Commons : Sakuragichō Station  - Collection of images, videos and audio files

Individual evidence

  1. JR 時刻表 2019 年 3 月 号 (JR timetable March 2019). Kōtsū shinbunsha, Tokyo 2019.
  2. ↑ Weekday schedule in the direction of Yokohama. JR East , 2020, accessed May 21, 2020 .
  3. Floor guide. CIAL Sakuragichō, accessed on May 21, 2020 (English).
  4. 各 駅 の 乗車 人員. JR East , 2018, accessed May 22, 2020 (Japanese).
  5. 横 浜 市 統計 書 第 9 章 道路 、 運輸 及 び 通信. Yokohama City, 2019, accessed May 22, 2020 (Japanese).

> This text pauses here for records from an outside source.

PR #632, opened 2026-05-11
completed bfs-2-1

pratikb0501:


super30admin:
### Oranges getting rotten (Problem_1.py)
**Strengths:**
- Correct BFS approach for the problem
- Good use of Python's deque for queue operations
- Proper handling of edge cases (no fresh oranges)
- Clean variable naming and reasonable structure

**Areas for Improvement:**
1. **Time tracking bug**: The early return `return time + 1` inside the inner loop is confusing. The time should be incremented after processing each "minute" of oranges, not before. Consider moving the time increment to the beginning of each BFS level or restructuring to make the logic clearer.

2. **Final return logic**: The `return time - 1` at the end is confusing and potentially incorrect. The reference solution handles this more cleanly by returning `time` when fresh becomes 0 during BFS, and returning -1 if fresh > 0 after BFS completes.

3. **Simplify the logic**: The reference solution's approach is cleaner - increment time at the start of each BFS round, then return time when fresh becomes 0. This makes the time tracking more intuitive.

**Suggested improvement:**
```python
while q:
    time += 1
    qs = len(q)
    for _ in range(qs):
        cr, cc = q.popleft()
        for x, y in neighbours:
            nr, nc = cr + x, cc + y
            if 0 <= nr < rows and 0 <= nc < cols and grid[nr][nc] == 1:
                fresh -= 1
                grid[nr][nc] = 2
                q.append((nr, nc))
    if fresh == 0:
        return time
return -1
```

VERDICT: NEEDS_IMPROVEMENT

---

### Importance of Employee (Problem_2.py)
**Strengths:**
- Correct BFS implementation that properly handles the tree/graph traversal
- Good variable naming (adj, importance, result)
- Properly handles edge cases (employee with no subordinates)
- Logic is sound and follows the same approach as the reference solution

**Areas for Improvement:**
1. Remove the debug `print(adj)` statement before final submission
2. Consider using `collections.defaultdict(list)` for cleaner adjacency list construction
3. The initial check `if id not in adj` is unnecessary - the code would work fine without it since the while loop simply wouldn't execute if there are no subordinates

VERDICT: PASS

  6. ^ Dan Free: Early Japanese Railways 1853-1914: Engineering Triumphs That Transformed Meiji-era Japan . Turtle Publishing, Clarendon 2014, ISBN 978-4-8053-1290-2 , pp. 63-64 .
  7. ^ Dan Free: Early Japanese Railways 1853-1914. Pp. 77-80.
  8. ^ Dan Free: Early Japanese Railways 1853-1914. P. 84.
  9. a b 横 浜 の 鉄 道: そ の 歴 史 . In: 調査 季報 . tape 121 . Yokohama City Council, Yokohama 1994, p. 44-52 .
  10. 東京 急 行 電 鉄 50 年 史 . Tōkyū Dentetsu , Shibuya 1973, p. 117-118 .
  11. 東京 急 行 電 鉄 50 年 史, pp. 456–458.
  12. Train fire at Sakuragichō. Failure Knowledge Database, accessed May 21, 2020 .
  13. a b Tetsu Ishino (Ed.): 停車場 変 遷 大事 典 国 鉄 ・ JR (station change directory JNR / JR) . JTB, Tokyo 1998, ISBN 978-4-533-02980-6 .
  14. Yokohama. urbanrail.net, 2011, accessed on May 21, 2020 (English).
  15. 東 横線 と み な と み ら い 21 線 と の 相互 直通 運 転 開始 に 伴 う 東 横線 横 横 浜 〜 桜 木 町 間 の 廃 止 に つ い て. (PDF, 18 kB) Tōkyū Dentetsu, January 30, 2003, archived from the original on April 14, 2015 ; Retrieved May 21, 2020 (Japanese).
  16. 東 急 東 横線 の 跡 地 利用. Yokohama City, March 14, 2019, accessed May 21, 2020 (Japanese).
  17. 「駅 と 街 一体 に」 CIAL 桜 木 町 オ ー プ ン. Kanagawa Shimbun, July 17, 2014, accessed May 21, 2020 (Japanese).